Zhejiang University: Leaving a lasting legacy in Zunyi

Faisal Kidwai(chinadaily.com.cn) | Updated: 2016-09-12 10:47

Zhejiang University: Leaving a lasting legacy in Zunyi

A lifelike statue of Chancellor Zhu Kezhen, also known as Coching Chu, at the old campus of Zhejiang University in Zunyi, Guizhou province, southwestern China. Photo taken on Sept 7, 2016. [Photo by Faisal Kidwai/chinadaily.com.cn]

In the mornings he went to classes, in the evenings he hung out with friends. He was happy and content, but more than that he was proud that he was attending a university that had a colorful culture and an intellectually stimulating atmosphere.

He had no idea that not only his life but that of everybody at the university was about to change forever.

The year was 1937. The place Hangzhou. The university Zhejiang.
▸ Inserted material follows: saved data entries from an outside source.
PR #1702, opened 2019-08-25
Fix #1701 - Taginput cannot add Footer slot

### LINKED ISSUE #1701: Taginput cannot add a Footer slot (unless Header is present)
### Overview of the problem

**Buefy** version: [0.8.2]
**Vuejs** version: [2.6.10]
**OS/Browser**: osx/Chrome

### Description
On the TagInput, the Footer slot does not appear unless the Header slot is present. This is, I believe, due to a typo (details below).

### Steps to reproduce

See [Codepen](https://codepen.io/tsummerer/pen/JjPWyZd?editors=1010)

1. Create a TagInput and add a Footer slot like this:
```js
<b-taginput
    ...various attributes...
>
    <template slot="footer">
            This is the footer!
     </template>
</b-taginput>
```
### Expected behavior

There should be a Footer item at the end of the list of options

### Actual behavior

There is no footer. 

### Workaround:
If you add a **Header** slot then both items work as expected:

```js
<b-taginput
    ...various attributes...
>
    <template slot="header">
            This is the header!
     </template>
    <template slot="footer">
            This is the footer!
     </template>
</b-taginput>
```
Now both slots show up!

### Cause:
I believe that this code is wrong:

```js
// Taginput.vue
// line 185
headerSlotName() {
    return this.hasHeaderSlot ? 'header' : 'dontrender'
},

footerSlotName() {
    return this.hasHeaderSlot ? 'footer' : 'dontrender'   // <-- oops
},
```

I'll submit a PR shortly.

tsummerer:
Fixes #1701 
## Proposed Changes

Fixed typo in Taginput.vue. This will allow Taginput fields to have Footer slot in the list of options. Currently it won't work unless there is _also_ a header slot.

### DIFF
--- a/src/components/taginput/Taginput.vue
+++ b/src/components/taginput/Taginput.vue
@@ -187,7 +187,7 @@ export default {
         },
 
         footerSlotName() {
-            return this.hasHeaderSlot ? 'footer' : 'dontrender'
+            return this.hasFooterSlot ? 'footer' : 'dontrender'
         },
 
         hasDefaultSlot() {


jtommy:
Thanks

PR #1710, opened 2019-08-29
Fix bug with vee-validate 3.0

tiamo:
**ValidationProvider** doesn't work with **b-select**, this pull request fixes this bug.


DevGoslinga:
The author of vee-validate has fixed this issue recently. 
https://github.com/logaretm/vee-validate/issues/2293

PR #1721, opened 2019-08-31
Fix background color for Outlined Switch with type

service-paradis:
Fix background color for Outlined Switch with type

From a Discord comment


jtommy:
Thanks!

PR #1725, opened 2019-09-01
docs: steps has navigation

### LINKED ISSUE #1724: Steps prop "has-navigation" is type Boolean not a String
### Overview of the problem

**Buefy** version: [0.8.2]
**Vuejs** version: [2.5.13]

### Description
Docs do not reflect the actual type of the prop that needs to be passed.

### Expected behavior
The docs say `has-navigation` is a String

### Actual behavior
The prop type for `has-navigation` is Boolean

harps116:
Fixes #1724
## Proposed Changes

- change from String to Boolean on has navigation prop


jtommy:
Thanks!

PR #1736, opened 2019-09-04
Add 'is-right' option for NavbarDropdown

VladNeacsu:
## Proposed Changes
- Add 'is-right' class for `NavbarDropdown` menus in order for menus that are put in the `end` slot of the Navbar component to not be cut

### DIFF
--- a/src/components/navbar/NavbarDropdown.vue
+++ b/src/components/navbar/NavbarDropdown.vue
@@ -11,7 +11,7 @@
             <template v-if="label">{{ label }}</template>
             <slot v-else name="label" />
         </a>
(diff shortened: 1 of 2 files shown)


src/components/navbar/NavbarDropdown.vue
```diff
@@ -28,7 +28,11 @@ export default {
     props: {
         label: String,
         hoverable: Boolean,
-        active: Boolean
+        active: Boolean,
+        isRight: {
```
jtommy: I prefer only "right" as name

jtommy:
Thanks

PR #1754, opened 2019-09-09
Tabbed components mixin

service-paradis:
## Proposed Changes

- Add mixins for Steps and Tabs
- Add mixins for Steps and Tabs Items

Steps and Tabs had a lot in common. Those are now lightweight.

### Possible Breaking Change
Unfortunately, if people were calling methods directly, thiscould be a breaking change. We should probably discuss about it before merging it!

### DIFF
--- a/src/components/steps/StepItem.spec.js
+++ b/src/components/steps/StepItem.spec.js
@@ -6,7 +6,7 @@ const BSteps = {
     template: '<b-step-stub></b-step-stub>',
     data() {
         return {
-            stepItems: [],
+            childItems: [],
             _isSteps: true
         }
     },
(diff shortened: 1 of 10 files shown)


afwn90cj93201nixr2e1re:
> were calling methods directly

You can create global proxy inside component(for example with extend) for back. comp.

afwn90cj93201nixr2e1re:
@jtommy call me when u gonna make break release, im gonna try to remind what' we should add.

Tofandel:
@service-paradis If methods are not documented, they should never be supported for BC, it means they are only internal and people use them at their own risks, they do have the advantage of triggering an error if the method is removed and was used instead of failing silently

service-paradis:
Sure! I just though it was preferable to wait a breaking release (ex. 0.9.0) since it was not something urgent.

PR #1766, opened 2019-09-16
Added scrollTo for all form elements

karimvally1:
## Proposed Changes

Adding support for scrollTo element using the HTML scrollIntoView function.

### DIFF
--- a/src/utils/FormElementMixin.js
+++ b/src/utils/FormElementMixin.js
@@ -106,7 +106,7 @@ export default {
         },
 
         scrollTo(options) {
-            this.getElement().scrollIntoView(options);
+            this.getElement().scrollIntoView(options)
         },
 
         setInvalid() {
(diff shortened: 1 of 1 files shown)


jtommy:
Why do you need it ? I don't understand why do you think it's a good feature to add in the core code

karimvally1:
> Why do you need it ? I don't understand why do you think it's a good feature to add in the core code

It's a good feature because it exposes the underlying HTML5 function to scroll to element which is useful for invalid states from a user experience point of view. In my case, a long form which has an invalid input using the scroll to function would bring the invalid state to the users attention.

jtommy:
@karimvally1 can you provide me a code example about it ?

jtommy:
I think it isn't an added value adding it in the core code at the moment.  
Maybe in a future form validation feature.
Btw thanks!

Issue #1174, opened 2017-07-24
Elasticsearch uses the first occurrence of a property to determine its type, numbers are having issues


RafaPolit:
Elasticsearch uses the first occurrence of a property's value to determine its type.

When creating numeric values, if your first document value for that property is an integer, it maps the type to "long", if it is a decimal number, it maps the type to "double".

The problem is that once a type is set, it uses that for all the future values.  So after being registered as type "long", adding values with decimal numbers treats them as "long" for purposes of filtering and ordering.

Also, re-indexing the elastic index has the same effect: it takes the first occurrence.  So, best case scenario: it keeps all doubles and longs consistent (meaning it is still broken but at least it acts the same), and worst case scenario: it changes some doubles back to longs in which case things are even more broken than before.

We need to decide if we are going to 'manually assign' type Double to all numeric input fields, if we create a custom mapping for those fields (this will involve some name spacing or something similar) or if we should take a different route, investigating what downside it could have to index all numeric values as Doubles.

txau:
"Investigating what downside it could have to index all numeric values as Doubles" probably ony performance, if that is the case, I guess we could go for this solution on the short term.

PR #1212, opened 2017-08-08
Replaced LONG occurrences with DOUBLE, creationDate is LONG

RafaPolit:
Fixes issue #1174 

PR check list:

- [x] Rebase current DEV branch
- [x] Client test
- [x] Server test
- [x] End-to-end test
- [X] Pass code linter to client and server
- [ ] Update READ.me ?

QA check list:

- [ ] UI responsiveness
- [ ] Code review ?

### DIFF
--- a/database/elastic_mapping.js
+++ b/database/elastic_mapping.js
@@ -113,11 +113,11 @@ let config = {
           match: '*',
           match_mapping_type: 'long',
           mapping: {
-            type: 'long',
+            type: 'double',
             doc_values: true,
             fields: {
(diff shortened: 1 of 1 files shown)


RafaPolit:
@konzz 
I have forced all the numbers (by tapping into the "long" dynamic mapping, I cannot get any other mappings to occur: 0 matches as long as well, for instance, not byte as per our mapping configuration).

The important addition is that I have manually set the creationDate to LONG to avoid huge memory usage since it is the one numeric property that every document shares.

Please confirm if you think this is the way to go.

Issue #1402, opened 2017-12-04
Restrict viewing information to only logged users


AlWalid:
Actually, users can see documents even if they are not logged.
It is important to have a feature that enable hiding information for non-logged users especially when the documents are not meant to be shared publicly

kjantin:
Proposed solution: add option to "Settings" to check whether or not this instance is private. (added to all instances)
Question to @AlWalid - is it ok if all the users are able to edit all the documents (for now)?

AlWalid:
Ideally users shouldn't be able to view / edit other users documents. But it is related to #1395 
Having a new role that enables the consultation and editing of only the user document/entities

PR #1432, opened 2018-01-23
1402 private uwazi

daneryl:
Fixes issue #1402 

PR check list:

- [x] Rebase current DEV branch
- [x] Client test
- [x] Server test
- [x] End-to-end test
- [ ] Update READ.me ?

QA check list:

- [ ] Test for side effects
- [ ] UI responsiveness
- [ ] Cross browser testing
- [ ] Code review

### DIFF
--- a/app/api/api.js
+++ b/app/api/api.js
@@ -1,4 +1,3 @@
-import bodyParser from 'body-parser';
 import languageMiddleware from './utils/languageMiddleware';
 import elasticConfig from './config/elasticIndexes';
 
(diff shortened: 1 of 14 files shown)


konzz:
The only thing I can say is that the middleware could check if there is a user first, and if it is don't even request the settings since you can access anyway and we can avoid the extra request to the database. Anyway I don't think it will add much time.

daneryl:
@konzz but it is needed to check if the instance is configured as private, if it is not private then even if there is no user it should call next and render normally.

Issue #1608, opened 2018-04-27
Deleting a template property does not sanitize entities data.


RafaPolit:
If a template property is deleted, the DB metadata for the entities is not removed.

### To Reproduce:
- Create a regular text field
- Put data for that field on a couple of entities / documents
- Delete the property from the template
- Check that the DB still has the value for that property in the metadata

The complex scenario here is that, if someone creates a new field OF A DIFFERENT TYPE within the same template, and names it like this old field, the data types can mismatch throwing all types of errors.

### To Further Reproduce
- Create a new field WITH THE SAME NAME as the one deleted, but of a different type (for example date)
- Go into the entity, and you will see that the text has been transformed into 01/01/1970

This could lead to all sorts of errors.  I think that sanitizing the data is important here, not only to keep the DB clean, but also to prevent data missmatch in the future.

PR #1641, opened 2018-05-24
Entities metadata is now properly updated after modifying the template

konzz:
Fixes issue #1608 

PR checklist:
- [x] End-to-end test
- [ ] Update READ.me ?

QA checklist:
- [ ] Test for side effects
- [ ] UI responsiveness
- [ ] Cross browser testing
- [ ] Code review

### DIFF
--- a/app/api/entities/entities.js
+++ b/app/api/entities/entities.js
@@ -267,49 +267,46 @@ export default {
     .then(() => this.indexEntities({ sharedId: { $in: entitiesToReindex } }));
   },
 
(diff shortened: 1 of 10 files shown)


txau:
Looks like it still has some leftovers in the database. After removing the property "sex" of judges from the dev fixtures, this is how that property looks like in the different languages:

Language ES: "sexo" : null,
Language EN: property was removed
Language PT: "sexo" : null,

konzz:
@txau We need a call about this

txau:
LGTM!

And the student: A nameless figure.

In the winter of that year, the Japanese forces after capturing Nanjing, the then-capital of China, moved southward, killing, raping and bombing towns and villages, and began marching toward Hangzhou.

The authorities knew that the only way to escape the relentless and indiscriminate bombing was to move the whole university, dubbed the "Oriental Cambridge" by British scholar Joseph Needham, to a safer place. Thus began the great exodus.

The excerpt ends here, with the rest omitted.